Enrollment up at Tampa's same-sex schools

- There's band, sports, and classroom teamwork, but there is a noticeable exception to typical middle schools at Ferrell Magnet -- boys.  Ferrell Middle Magnet is a girls' preparatory academy. 

Students like Mell Vigoa see the up-side to her girls-only education.

"It does empower you a lot because you're surrounded by girls, so if you make a mistake we all laugh it out," said Vigoa.

"I don't have to compete with boys for grades and sports," noted student Reanna Shakespeare.

Physical education teacher Tavonda Lucas said the girls in her classes aren't afraid to try.

"They are willing to do and go above and beyond," she said.

Jason Osbourne is a believer, both as a teacher and as a father.
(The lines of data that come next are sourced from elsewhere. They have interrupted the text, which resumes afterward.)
PR #857, opened 2026-07-10
Add custom reconnect delay strategy option

### LINKED ISSUE #855: recovery: allow a custom delay strategy (calculateDelay option)
The built-in recovery computes reconnect delays in `lib/recovery.js` with a fixed strategy: an exponential base capped at `maxDelay`, plus symmetric jitter around the base (`offset = Math.random() * jitterPart * 2 - jitterPart`). Two consequences for consumers:

- the jitter shape is fixed — full jitter (`uniform[0, cap]`), decorrelated jitter, or fixed-step schedules are not expressible;
- the cap applies to the base *before* jitter, so the effective delay can exceed `maxDelay` by up to the jitter fraction (with `jitter: 1`, up to 2× `maxDelay`).

**Proposal:** accept an optional function in the recovery options, following the precedent of the functional `setup` option:

```js
await amqplib.connect(url, {
  recovery: {
    // ms; attempt starts at 1; falls back to the built-in strategy when absent
    calculateDelay: (attempt) => number,
  },
});
```

When absent, behavior is unchanged. `normaliseRecoveryOptions` currently drops unknown keys, so the addition is backward-compatible.

**Context:** we maintain an AMQP adapter built on the v2 recovery (Connectum framework). Some strategies can be approximated with the numeric knobs (e.g. full jitter via `jitter: 1` plus halved `initialDelay`/`maxDelay`), but that is fragile against internal changes and does not cover step schedules or other shapes. A supported hook would remove the need to own a separate reconnect loop just for delay control.

Happy to send a PR if the direction is acceptable.

GiHoon1123:
## Summary

Closes #855.

Adds an optional `calculateDelay(attempt)` recovery setting for custom reconnect delays such as full jitter, decorrelated jitter, or a fixed schedule.

```js
const connection = await amqplib.connect('amqp://localhost', {
  recovery: {
    maxRetries: Infinity,
    calculateDelay(attempt) {
      return Math.min(30000, 100 * 2 ** (attempt - 1));
    },
  },
});
```

The option works with both the promise and callback APIs.

Also caps the built-in jittered delay at `maxDelay`. The base is capped at `maxDelay / (1 + jitter)` rather than `maxDelay` itself, so the max jitter offset lands exactly on the cap instead of every delay above it collapsing onto the same value.

## Behavior

- `calculateDelay` errors (throw, or an invalid return value) now propagate synchronously instead of falling back silently.
- `maxDelay` only bounds the built-in strategy - `calculateDelay` callers cap their own delay.
- Return values must be finite, non-negative numbers; `'1000'` isn't coerced.
- Without `calculateDelay`, the built-in strategy is used.

## Tests

`node --test test/recovery.test.js` (12 passing), `npm run lint`, `npm run typecheck` pass. Also ran `npm test` (326 passing) against a local RabbitMQ broker.


intech:
Thanks for picking this up, @GiHoon1123 — this is exactly the shape I proposed in #855. I maintain an AMQP adapter (Connectum) built on the v2 recovery, which was the original motivation for the request, so a review from the requester's side:

**The API matches the proposal.** `calculateDelay(attempt)` is opt-in and 1-based (consistent with the built-in `factor ** (attempt - 1)`), absence keeps the current behaviour, and `normaliseRecoveryOptions` accepting it only when it is a function is the right guard. The validation predicate — `typeof === 'number' && Number.isFinite(...) && >= 0`, no coercion, so `'1000'` is rejected rather than silently accepted — is the correct strictness, and falling back to the built-in strategy instead of throwing out of an unawaited reconnect callback is the right call for a path that would otherwise take the process down.

Two things:

**1. CI has not run.** The PR currently reports zero check runs, which looks like the pending-approval gate for a first-time contributor rather than anything wrong with the branch. @cressie176 — could you approve the workflow run so the suite reports? Nothing else here is blocked on the author.

**2. Scope of "Closes #855".** #855 raised two points, and this PR addresses one of them. The hook lets a caller *avoid* the cap overshoot by owning the number, but `calculateBuiltinDelay` is unchanged, so the numeric-knob path still applies `maxDelay` to the base *before* jitter and can exceed the cap by the jitter fraction (up to ~2x at `jitter: 1`). Worth either fixing that here as well, or keeping a tracking issue open so the automatic close of #855 does not drop it.

Happy to help validate: the PR notes the recovery tests use an in-memory model, and we have a testcontainers-based RabbitMQ recovery harness. I can run this branch against a live broker — measuring the actual inter-attempt intervals across real connection drops, plus the fallback-on-throw and fallback-on-invalid paths — and report back, or contribute a broker-level integration test in the style of the existing suite, whichever is more useful to you.

GiHoon1123:
Good catch. I pushed a follow-up that clamps the built-in delay after jitter and added a deterministic test for the maximum positive jitter case.

The recovery tests, lint, and typecheck pass locally.

intech:
The clamp looks right, and thanks for turning it around so fast — that closes the second half of #855.

One observation about the shape it produces, worth considering before this lands. Clamping after symmetric jitter puts a point mass exactly on the cap: at steady state `base` has already saturated to `maxDelay`, so `offset > 0` — half the draws at any `jitter` — now collapses onto `maxDelay` itself. With the default `jitter: 0.2` that means roughly half of all reconnects in a fleet fire at the same instant, which is the opposite of what the jitter is there for. Before the change those draws were spread over `(maxDelay, maxDelay × 1.2]`.

The usual ways to keep the cap without the atom are to shrink the base (`min(maxDelay / (1 + jitter), ...)`) or to jitter downward only (`base × (1 - jitter * Math.random())`). Both shift the mean, so it is a real trade-off rather than an obvious win — your call, and the maintainer's. Flagging it because it changes the built-in distribution for every existing user, not only for those who were exceeding the cap.

Either way `calculateDelay` makes it a non-issue for anyone who cares about the exact shape, which is an argument for landing both in the same release.

cressie176:
Thanks for the PR @GiHoon1123 and the thoughtful comments @intech. I plan to go through this tonight.

lib/recovery.js
```diff
@@ -65,11 +67,33 @@ function toError(err, fallbackMessage) {
...
+function resolveDelay(core, recovery, attempt) {
+  if (recovery.calculateDelay) {
+    try {
+      const custom = recovery.calculateDelay(attempt);
+      if (typeof custom === 'number' && Number.isFinite(custom) && custom >= 0) {
+        return Math.round(custom);
+      }
+      throw new Error(`calculateDelay must return a finite, non-negative number of milliseconds (got ${String(custom)})`);
+    } catch (err) {
+      setImmediate(() => core.emit('handler-error', toError(err, 'calculateDelay failed'), 'calculateDelay'));
```
cressie176: handler-error is for when a custom error handler throws an exception. I don't think we should use it in this instance. I think I would prefer throwing the error synchronously

lib/recovery.js
```diff
@@ -65,11 +67,33 @@ function toError(err, fallbackMessage) {
...
+  return Math.min(recovery.maxDelay, Math.max(0, Math.round(base + offset)));
+}
+
+// A broken custom `calculateDelay` (throws, or returns something other than
+// a finite, non-negative number) must not stop reconnection: this runs from
+// an unawaited setTimeout/reconnect callback, so throwing here would surface
+// as an uncaught exception or unhandled rejection and crash the process.
+// Fall back to the built-in strategy and report the problem via
+// `handler-error` unconditionally - a harmless no-op if nobody's listening.
+function resolveDelay(core, recovery, attempt) {
```
cressie176: "resolve" in "resolveDelay" implies asynchronous calculation. I might just call it "calculateDelay" and have it delegate to the supplied function or built in.

lib/recovery.js
```diff
@@ -65,11 +67,33 @@ function toError(err, fallbackMessage) {
...
+  if (recovery.calculateDelay) {
```
cressie176: Prefer guard conditions (immediate return) rather than long lived if and nesting

README.md
```diff
@@ -178,6 +178,33 @@ amqplib.connect(
 
 Without `recovery` options, behavior is unchanged.
 
+### Custom delay strategy
```
cressie176, line 181: Needs to be clear that the user must implement maxDelay otherwise they might assume the library will enforce it

lib/recovery.js
```diff
@@ -65,11 +67,33 @@ function toError(err, fallbackMessage) {
   return new Error(err ? String(err) : fallbackMessage);
 }
 
-function calculateDelay(recovery, attempt) {
+function calculateBuiltinDelay(recovery, attempt) {
   const base = Math.min(recovery.maxDelay, recovery.initialDelay * recovery.factor ** (attempt - 1));
   const jitterPart = base * recovery.jitter;
   const offset = jitterPart > 0 ? Math.random() * jitterPart * 2 - jitterPart : 0;
-  return Math.max(0, Math.round(base + offset));
+  return Math.min(recovery.maxDelay, Math.max(0, Math.round(base + offset)));
```
cressie176: As @intech pointed out, enforcing maxDelay means the jitter will not be applied once maxDelay has been exceeded. I would prefer to keep the jitter, or capping the base to `maxDelay - maxJitter` so there is always room for the jitter?

cressie176 (changes requested):

GiHoon1123:
Thanks for the review - pushed changes addressing all of this:

- Renamed `resolveDelay` to `calculateDelay`, switched to a guard clause.
- `calculateDelay` errors now propagate synchronously instead of falling back via `handler-error`.
- README now says `maxDelay` only bounds the built-in strategy.
- Fixed the jitter point mass @intech flagged - base is capped at `maxDelay / (1 + jitter)` now instead of `maxDelay`. Added a regression test for it.

One consequence of the synchronous throw: it happens before `_attempt`/`_timer` get updated in `_scheduleReconnect`, so a broken `calculateDelay` doesn't just fail one attempt - the connection stops reconnecting entirely after that, with no `reconnect-failed` or `error` event. Flagging it in case it's worth addressing here or separately.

"That's one of the things that made me want to bring my daughter here is just seeing how much better the girls do when they are by themselves," said Osbourne.

On the flip side, boys are moving to their own beat at the boys' preparatory academy at Franklin Middle Magnet.
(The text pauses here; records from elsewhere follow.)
PR #1109, opened 2026-05-23
perf(sol-types): avoid allocating event signature errors

mattsse:
## Summary

Adds a dedicated `Error::InvalidEventSignatureHash` variant that stores the event signature name plus the received and expected hashes directly.

## Why

`Error::invalid_event_signature_hash` previously built an owned formatted string immediately, forcing an allocation even when callers only propagate the error. The new variant keeps construction allocation-free and defers formatting to `Display`.

## Impact

Event signature validation errors now retain structured mismatch data and preserve the existing display message without allocating during error construction.

### DIFF
--- a/crates/sol-types/src/errors.rs
+++ b/crates/sol-types/src/errors.rs
@@ -51,6 +51,16 @@ pub enum Error {
         max: u8,
     },
 
+    /// Invalid event signature hash.
+    InvalidEventSignatureHash {
+        /// The event signature.
+        name: &'static str,
+        /// The received signature hash.
+        got: B256,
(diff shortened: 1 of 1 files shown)


crates/sol-types/src/errors.rs
```diff
@@ -178,3 +196,34 @@ impl From<TryReserveError> for Error {
         Self::Reserve(value)
     }
 }
+
+#[cfg(test)]
+mod tests {
```
DaniPopes: we dont need a slop test for this please

DaniPopes (approved):

PR #1122, opened 2026-06-10
fix(dyn-abi): validate event topic count before decoding body

satyakwok:
Fixes alloy-rs/core#1123.

## Problem

`DynSolEvent::decode_log_parts` decoded the body data **before** fully validating the topic count. The up-front `size_hint` check only fires for exact-size iterators, so a log whose topic count does not match the event — when the topics are supplied via a non-exact iterator (`filter`/`map`/streaming) — reached the body decode and failed with a confusing `Overrun` instead of `TopicLengthMismatch`.

This shows up in practice because ERC-20 and ERC-721 `Transfer` share the same `topic0` (`keccak("Transfer(address,address,uint256)")`), so a topic-only filter matches both. Decoding an ERC-721 transfer log (4 topics, empty data) against the ERC-20 `Transfer` ABI displaced the body words and overran:

```text
exact   iterator -> TopicLengthMismatch { expected: 3, actual: 4 }   // ok
inexact iterator -> SolTypes(Overrun)                                // the bug
```

## Fix

Decode the indexed topics, validate the topic count, **then** decode the body. Running out of topics now also reports `TopicLengthMismatch` rather than silently producing a short indexed list. Valid logs are unaffected; the early `size_hint` fast-path is kept.

No public API or error-variant changes (`TopicLengthMismatch` already exists).

## Tests

- `topic_count_is_validated_before_body` — over-count via both exact and non-exact iterators (the reported bug).
- `too_few_topics_is_a_length_mismatch` — under-count via a non-exact iterator.
- Valid-log decoding is covered by the existing `it_decodes_logs_with_indexed_params`.

`cargo test -p alloy-dyn-abi` → 160 passed; `cargo fmt --check` clean; `clippy --all-features` with `-D warnings` clean.

### DIFF
--- a/crates/dyn-abi/src/dynamic/event.rs
+++ b/crates/dyn-abi/src/dynamic/event.rs
@@ -276,7 +276,8 @@ mod test {
         };
 
         // Only sig + one indexed topic, supplied via a non-exact iterator.
-        let topics = [t0, b256!("0x000000000000000000000000d9a442856c234a39a81a089c06451ebaa4306a72")];
+        let topics =
+            [t0, b256!("0x000000000000000000000000d9a442856c234a39a81a089c06451ebaa4306a72")];
         let err = event.decode_log_parts(topics.iter().copied().filter(|_| true), &[]).unwrap_err();
         assert!(matches!(err, Error::TopicLengthMismatch { expected: 3, actual: 2 }), "{err:?}");
     }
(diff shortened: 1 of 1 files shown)


DaniPopes (approved):

satyakwok:
Thanks for the review and the clippy fix — should've run clippy with `--all-targets` to catch that one. Appreciated!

"It is more friendly in our classroom. We can speak differently than with girls," said student Anthony Durden.

And it's OK to get a little loud.

"We're trying to create an environment which accounts for movement which is okay with louder volumes than a normal traditional room would be," said principal John Haley.

Teacher Alyssa Grogan says the school allows for more activity and competition and students seem to enjoy it.

"Having all boys, you can learn at the same speed. I do like that," said student Noah Bosch.

Enrollment is up in Hillsborough County's same-gender public schools since they opened in 2011. College-bound goals are the same, even though the sexes are separated.

"We [have] a higher level of rigor. The students are prepared for advanced testing, higher levels of reading, things like that," said Osbourne.

The non-traditional approaches may not be for everyone, but students at these schools say it's helping them stay on track. 

"I can relate [to] the other girls and it helps me focus to think ahead because I want to be a cardiac surgeon," said Shakespeare.

"Eventually you get used to it because you have no distractions and it's generally a lot better learning environment," added Bosch.